# Question for people who have trained in Aikido for a while.



## Coker101 (Jan 6, 2014)

I understand that for beginners you have a set way of practicing and learning techniques (guy walks up and grabs your wrist, arm, whatever).  My question is, at a higher ranking or more advanced classes do you guys practice in a more realistic way?


----------



## K-man (Jan 6, 2014)

Coker101 said:


> I understand that for beginners you have a set way of practicing and learning techniques (guy walks up and grabs your wrist, arm, whatever).  My question is, at a higher ranking or more advanced classes do you guys practice in a more realistic way?


Mmm! What is realistic? We train against realistic punches and kicks, we train against chokes and holds and we train to reverse locks when they are being applied.

Training from a grip or hold is a method of training, nothing more. When you first start training your partner let's you perform the technique, that is 'receives' for you. As you progress the grip becomes stronger and stronger and the resistance to you performing the technique shifts towards full resistance. The grip is symbolic in that it doesn't exist either in the technique you are performing or in real life. The exercise is designed that you ignore the grip and perform the technique. When you can do that slowly against total resistance you are starting to learn Aikido. Aikido is a mind game. If your mind goes to the grip on your wrist your technique will not work. You will be stopped unless you have a much weaker opponent. Aikido is a 'soft' art that works by blending with your attacker, not physically clashing. Working from a grip teaches how to move around strength without clashing.

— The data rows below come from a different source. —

PR #850, opened 2019-07-27
Standardise numeric predicates

MatthewDaggitt:
I've found it a bit irritating not having a standard notation for these so I thought I'd add them. They're all defined along the lines of the proofs in `Data.Nat.DivMod` so that as long as the constructor is in the right shape, Agda can automatically infer the proof. Comments included explaining this.

I'm not quite sure about the location. `Data.X.Predicate` seems like a compromise but still not ideal. Ideally I'd add them in `Data.X.Base` but of course they rely on decidability proofs and so must depend on `Data.X.Properties`... I thought about the idea of `Data.X.Relation.Unary` but it seems a little overkill. The name is a little misleading as well as there's other predicates not in the file, e.g. `Prime`. If anyone has other suggestions, I'm all ears.


src/Data/Nat/Predicate.agda
```diff
@@ -0,0 +1,40 @@
...
+NonZero x = False (x ≟ 0)
+
+------------------------------------------------------------------------
+-- Constructors
+
+nonZero : ∀ {n} → n ≢ 0 → NonZero n
+nonZero {zero}  0≢0 = 0≢0 refl
+nonZero {suc n} n≢0 = _
+
+nonZero< : ∀ {n} → 0 < n → NonZero n
```
JacquesCarette: Wouldn't it be easier to read/comprehend if this were written as `n > 0` ?

JacquesCarette:
I definitely prefer `Data.X.Predicate` over `Data.X.Relation.Unary` !  Simply `Data.X.Relation` might be more general (you can have different arities than unary without being confusing).

A point for debate (i.e. I am not actively advocating for this, but I think the pros/cons should be discussed) would be to put these in `Data.X.Proposition` too.

src/Data/Nat/Predicate.agda
MatthewDaggitt: Yup, will change.

MatthewDaggitt:
> I definitely prefer Data.X.Predicate over Data.X.Relation.Unary ! Simply Data.X.Relation might be more general (you can have different arities than unary without being confusing).

So these are kind of weird as most relations (in the general sense) I would usually define in `Data.X.Base` where `X` is numeric. Indeed we already have many binary relations in `Data.X.Base`. The only reason these even need their own file is their annoying dependency on decidable equality. I think it's unlikely we'll want to define corresponding versions of binary relations.

> A point for debate (i.e. I am not actively advocating for this, but I think the pros/cons should be discussed) would be to put these in Data.X.Proposition too.

Hmm, I can see where you're coming from but I can't off the top of my head think of other places the library uses the term `Proposition` in this way. Feel free to point out occurrences where I'm wrong :smile:

src/Data/Nat/DivMod.agda
```diff
@@ -15,33 +15,34 @@ open import Data.Fin.Properties using (toℕ-fromℕ≤)
...
+-- Definitions (with automatic non-zeroness)
 
 -- The division and modulus operations are only defined when the divisor
 -- is non-zero. The proof of this is defined as an irrelevant
--- implict argument of type `False (divisor ≟ 0)`. This allows this
--- proof to be automatically inferred when the divisor is of the form
--- `suc n`, and hence minimises the number of these proofs that
--- need be passed around. You can therefore write `m / suc n` without
--- issue.
+-- implict argument of type `NonZero divisor ≡ False (divisor ≟ 0)`.
```
andreasabel: implict --> implicit

`NonZero divisor ≡ False (divisor ≟ 0)` looks like an equality type, probably not what you meant.  Expand to natural language, like 
> `NonZero divisor` which is defined as `False (divisor ≟ 0)` 
?!

riz0id:
started working on updating this pull request today incorporating [`Data.Refinement`](https://github.com/agda/agda-stdlib/blob/master/src/Data/Refinement.agda). work includes fixing [Issue 1061](https://github.com/agda/agda-stdlib/issues/1061), catching the branch up to master, and simplifying any existing proofs where appropriate. figured i'd announce it to avoid conflicts in-case someone else was working on this.

MatthewDaggitt:
Hmm so the reason I abandoned this is that after I raised #921 I began to worry about the compatibility of these definitions with instance arguments... however I really(!) should have written down my concerns here as I can no longer remember what the problem was. Feel free to bring it up to date, and I'll see if I can try and remember.

src/Data/Rational/Unnormalised.agda
```diff
@@ -50,10 +53,14 @@ open ℚᵘ public using ()
...
 -- Equality of rational numbers (does not coincide with _≡_)
 
-infix 4 _≃_
+infix 4 _≃_ _≠_
+
 data _≃_ : Rel ℚᵘ 0ℓ where
   *≡* : ∀ {p q} → (↥ p ℤ.* ↧ q) ≡ (↥ q ℤ.* ↧ p) → p ≃ q
 
+_≠_ : Rel ℚᵘ 0ℓ
+p ≠ q = ¬ (p ≃ q)
```
MatthewDaggitt, line 62: I'm a little unhappy about this symbol. Anyone have any better alternatives?

MatthewDaggitt:
Right I've completely reworked this. I'd appreciate if someone could have another quick look over.

Most importantly I've dropped the dependency on the decidability of equality. This means that the predicates and their constructors can all go in the main `X.Base` file rather than the separate `X.Predicate`. This is a particularly big win as it means that later on we can then use them in division operations that are in the base file.

The downside is that it's not backwards compatible with the existing non-zero types used in division and modulus operations. However we're going to change all the definitions anyway to use irrelevant instance arguments (see #921) so I think switching the existing code over to using the new definitions should also wait for version 2.0.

Again it is the Japanese principle of Shuhari. You learn the technique, you develop your technique then the technique just happens, even if it is not recognisable as the technique. That is why, when you see good Aikido, it just seems to flow. 
:asian:


----------



## Coker101 (Jan 6, 2014)

K-man said:


> Mmm! What is realistic? We train against realistic punches and kicks, we train against chokes and holds and we train to reverse locks when they are being applied.
> 
> Training from a grip or hold is a method of training, nothing more. When you first start training your partner let's you perform the technique, that is 'receives' for you.* As you progress the grip becomes stronger and stronger and the resistance to you performing the technique shifts towards full resistance.* The grip is symbolic in that it doesn't exist either in the technique you are performing or in real life. The exercise is designed that you ignore the grip and perform the technique. When you can do that slowly against total resistance you are starting to learn Aikido. Aikido is a mind game. If your mind goes to the grip on your wrist your technique will not work. You will be stopped unless you have a much weaker opponent. Aikido is a 'soft' art that works by blending with your attacker, not physically clashing. Working from a grip teaches how to move around strength without clashing.
> 
> ...



Thanks, that is what I was wondering about.


----------



## Coker101 (Jan 8, 2014)

I'm still considering Aikido but being 100% honest here I'm still concerned about the "real" factor.  I know people who train in Aikido probably hate to hear that and believe me I mean no disrespect.  It's just that I see so much Aikido bashing and people saying that every Aikido guy has gotten beaten to a pulp in mma....though I have to say I don't see how Aikido would even fit in mma at all anyway.  And to be honest I have no interest at all in bjj or mma anyway.

I have also heard that almost everything depends on someone grabbing you or catching their arm/hand.  That's pretty difficult in a real world situation....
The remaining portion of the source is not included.